_Problem statement_
From the line containing "No UI changes." to the last line of the records, please reproduce every line exactly and nothing more.

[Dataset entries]
────────

PR #2995, opened 2026-08-14
fix(ai): keep composer typing off the draft notify path

binaricat:
## Summary

Typing in the AI composer still hitched after #2993: the first 1-2 characters painted, then the rest dumped after a long stall. That was not Streamdown. Every keystroke re-rendered the whole ChatInput tree, the first character synchronously created a store draft and emitted AI state, IME composition forwarded every pinyin letter to the parent, and Chromium spellcheck loaded on the first word.

The textarea is now uncontrolled. Parent draft state is committed on idle, blur, park, and send. Missing → composer-only drafts are treated as text-only identity churn so store listeners do not wake. Send still reads the live box text, so the last characters are not lost.

## Type of Change

- [x] Bug fix
- [ ] New feature
- [ ] Refactor / code cleanup
- [ ] Documentation update
- [ ] Build / CI change

## Related Issue (optional)

Follow-up to #2993 (first-type jank). Streamdown warmup was not the remaining stall.

## Changes Made

- ChatInput keeps typed text in the DOM/`ref` instead of React state on every key.
- IME composition stays local until `compositionend`, blur, or park.
- Disable spellcheck/autocorrect/autocomplete on the composer.
- `setInputValue` no longer calls `enterScopeDraftMode` on the first character; flush does it after 120ms or on send/hide.
- Text-only draft writes skip `emitAIStateChanged` and mutation-version bumps.
- Parked commit runs only when the panel becomes hidden, not on every parked re-render.
- Submit commits the live textarea value before send/steer.

## Screenshots / Demo

N/A — input latency. First Chinese/IME and Latin typing in an empty AI composer should no longer freeze after 1-2 characters.

## Testing

- [x] Tests pass (`npm test`)

Local verification:

- `npx eslint --max-warnings 0` on the touched files
- `node --test --import tsx` for `aiDraftState`, `aiSessionsStore`, `ChatInput`, and `AIChatSidePanel.mountRetention` (59 tests)

## Checklist

### DIFF
--- a/application/state/aiDraftState.test.ts
+++ b/application/state/aiDraftState.test.ts
@@ -57,11 +57,26 @@ test("draftsByScopeEqualIgnoringComposerText ignores typing in the active scope"
 });
 
 test("first composer draft is treated as text-only identity churn", () => {
-  const created = { ...createEmptyDraft("catty"), text: "你" };
+  const empty = createEmptyDraft("catty");
+  const created = { ...empty, text: "你" };
   assert.equal(draftsByScopeEqualIgnoringAllComposerText({}, { "terminal:1": created }), true);
   assert.equal(
     draftsByScopeEqualIgnoringComposerText({}, { "terminal:1": created }, "terminal:1"),
     true,
+  );
+  assert.equal(
+    draftsByScopeEqualIgnoringAllComposerText(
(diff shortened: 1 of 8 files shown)


binaricat:
@codex review

PR #2996, opened 2026-08-14
fix(ai): clear the composer as soon as a message is sent

binaricat:
## Summary

After #2995, sending a prompt left the same text in the composer (see the leftover `看看这个机器配置怎` after the user bubble). Send waits on `aiSyncProviders` / model catalog before `clearScopeDraft`. While that is in flight, ChatInput's `useEffect(..., [onChange])` cleanup could run if `setInputValue` got a new identity and write the still-visible textarea back into the pending draft.

Clear the uncontrolled field immediately after `onSend()` starts. Commit-on-unmount now uses a ref so a new `onChange` callback cannot restore the last prompt.

## Type of Change

- [x] Bug fix
- [ ] New feature
- [ ] Refactor / code cleanup
- [ ] Documentation update
- [ ] Build / CI change

## Related Issue (optional)

Follow-up to #2995.

## Changes Made

- `handleSubmit` calls `commitComposerText('')` after `onSend()` so the box empties during preflight.
- Replace `[onChange]` effect cleanup with an unmount-only commit through `onChangeRef`.

## Screenshots / Demo

The composer should be empty as soon as the user message appears, including while the turn is still streaming.

## Testing

- [x] Tests pass (`npm test`)

## Checklist

### DIFF
--- a/components/AIChatPanelContent.tsx
+++ b/components/AIChatPanelContent.tsx
@@ -159,6 +159,34 @@ export const AIChatPanelContent: React.FC<AIChatPanelContentProps> = ({
   parked = false,
   sending = false,
 }) => {
+  const mentionHosts = React.useMemo(
+    () => terminalSessions.map((session) => ({
+      sessionId: session.sessionId,
+      hostname: session.hostname,
+      label: session.label,
+      connected: session.connected,
+    })),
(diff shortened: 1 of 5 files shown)


binaricat:
@codex review

PR #3164, opened 2026-08-27
fix(terminal): recover the stuck IME punctuation deferral that swallows subsequent input

### LINKED ISSUE #3103: [Bug] vi 一个文件通过/xxxx 查询内容，第二次无法继续输入/xxx查询
### Operating system

Windows

### Netcatty version

1.1.80

### Affected area

SSH connection / terminal

### Can you reproduce it?

Always (100%)

### Steps to reproduce

Image

### Expected behavior

在vi一个文件的同时，可以多次通过/查询

### Actual behavior

无法多次，只能一次通过/查询 然后终端窗口会卡住

### Logs / screenshots

Image

### Before submitting

binaricat:
## Summary

Fixes `/` search in vi only working once. The first `/调用` search works fine, but after pressing Enter, pressing `/` again produces no reaction at all and the whole window appears frozen.

The cause is the deferred handling of IME punctuation. To fix the macOS Sogou issue where half-width punctuation gets converted to full-width (#2833), the keydown phase holds back ASCII punctuation like `/` and waits for the following insertText to decide whether to send the full-width character or re-send the original half-width one. That pending state originally had only three exits: an insertText commit, a keyup whose `key` exactly matches the held key, or a session reset.

Windows IMEs don't follow that order. After the IME consumes the key, the keyup often reports `Process` (keyCode 229) instead of the original `/`, and sometimes there is no keyup at all. The key comparison fails and the pending state is never cleared. Worse, all keypresses are blocked while a deferral is armed, so it's not just `/` — later keys routed through keypress (like capital letters) get swallowed too. The terminal simply stops reacting.

The freeze sequence reproduces directly against the original code:

- keydown `/` (keyCode 191) → deferral armed
- keyup reports `key: "Process"`, keyCode 229 → key mismatch, no flush, deferral stays armed
- subsequent keypresses `X`, `a`, `/` are all blocked; not a single byte reaches the PTY

The fix:

- keyup no longer requires an exact key match; any real key release ends the pending deferral (releases during composition are still left to insertText, so the half-width re-send doesn't race ahead of the full-width glyph).
- If a keydown arrives while a deferral has survived past its own keystroke (meaning the keyup was swallowed), the held-back character is flushed before the new key is processed. Repeated keydowns of the same key are treated as auto-repeat and keep the existing re-arm behavior, so no extra characters appear.
- The keypress block is narrowed from "all" to "the deferred key", matched by key or keyCode, so unrelated keys are not swallowed even when the deferral state goes stale.
- When the keyup reports a different key, the paired kitty release is encoded from the physical key recorded at defer time, so `Process`/229 is never encoded into a sequence.

## Type of Change

- [x] Bug fix

## Related Issue (optional)

Fixes #3103

## Changes Made

- `components/terminal/runtime/terminalImeTextInput.ts`: new keyup/keydown deferral-release predicates and `isModifierOnlyKey`; the keypress block now targets only the deferred key.
- `components/terminal/runtime/createXTermRuntime.ts`: the keyup flush uses the new predicate; a mismatched release is paired from the physical key recorded at defer time; keydown flushes the deferred character before handling the new key; the keypress block is passed the deferred key's keyCode.
- `components/terminal/runtime/terminalImeTextInput.test.ts`: adds Windows IME event-sequence cases — keyup turning into Process, neither keyup nor insertText arriving, auto-repeat and modifiers, and no half-width re-send mid-composition.
- Follow-up hardening from code review: only IME sentinel releases (`Process`/229/`Unidentified`/`Dead`/`Compose`) are rewritten to the deferred key; the recovery path synthesizes the deferred key's kitty release so no press is left stranded; modified keydowns (Ctrl/Alt/Meta) discard a stale deferral instead of injecting the lost keystroke in front of an interrupt like Ctrl+C; keyup handling is a total case analysis (sentinel takes over / own identity / unrelated keeps its identity plus a synthesized release).

The #2833 behavior is untouched: the insertText commit, the composition path, and the English-punctuation keyup fallback all fire at the same points, and their tests keep passing.

## Screenshots / Demo

No UI changes.

## Testing

- [x] Tests pass (`npm test`)

- `node --test --import tsx components/terminal/runtime/*.test.ts`: 802 cases all pass, including the new IME cases (each new case was red before its fix).
- The remaining cases under `components/terminal`: 806 all pass.
- The full `npm test` has 9 failures locally, all in the `packages/plugin-cli` packing cases and `electron/bridges/sshAlgorithms.test.cjs`; none of those files were touched in this PR. The failures come from the worktree not having its own node_modules and from local zip-validation behavior differences — unrelated to this change.

## Checklist

### DIFF
--- a/components/terminal/runtime/createXTermRuntime.ts
+++ b/components/terminal/runtime/createXTermRuntime.ts
@@ -110,6 +110,8 @@ import {
   shouldBlockKeyPressForImeTextInput,
   shouldCommitDeferredImeTextInput,
   shouldDeferKeyDownForImeTextInput,
+  shouldFlushDeferredImeTextInputOnKeyUp,
+  shouldFlushStaleDeferredImeTextInput,
 } from "./terminalImeTextInput";
 import { formatSerialLocalEcho } from "./serialLocalEcho";
 import { mapTerminalBackspaceInput } from "./terminalBackspaceInput";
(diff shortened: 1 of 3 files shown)


binaricat:
@codex review

binaricat:
@codex review

binaricat:
@codex review

binaricat:
@codex review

────────

_Expected output_
No UI changes.

## Testing

- [x] Tests pass (`npm test`)

- `node --test --import tsx components/terminal/runtime/*.test.ts`: 802 cases all pass, including the new IME cases (each new case was red before its fix).
- The remaining cases under `components/terminal`: 806 all pass.
- The full `npm test` has 9 failures locally, all in the `packages/plugin-cli` packing cases and `electron/bridges/sshAlgorithms.test.cjs`; none of those files were touched in this PR. The failures come from the worktree not having its own node_modules and from local zip-validation behavior differences — unrelated to this change.

## Checklist

### DIFF
--- a/components/terminal/runtime/createXTermRuntime.ts
+++ b/components/terminal/runtime/createXTermRuntime.ts
@@ -110,6 +110,8 @@ import {
   shouldBlockKeyPressForImeTextInput,
   shouldCommitDeferredImeTextInput,
   shouldDeferKeyDownForImeTextInput,
+  shouldFlushDeferredImeTextInputOnKeyUp,
+  shouldFlushStaleDeferredImeTextInput,
 } from "./terminalImeTextInput";
 import { formatSerialLocalEcho } from "./serialLocalEcho";
 import { mapTerminalBackspaceInput } from "./terminalBackspaceInput";
(diff shortened: 1 of 3 files shown)


binaricat:
@codex review

binaricat:
@codex review

binaricat:
@codex review

binaricat:
@codex review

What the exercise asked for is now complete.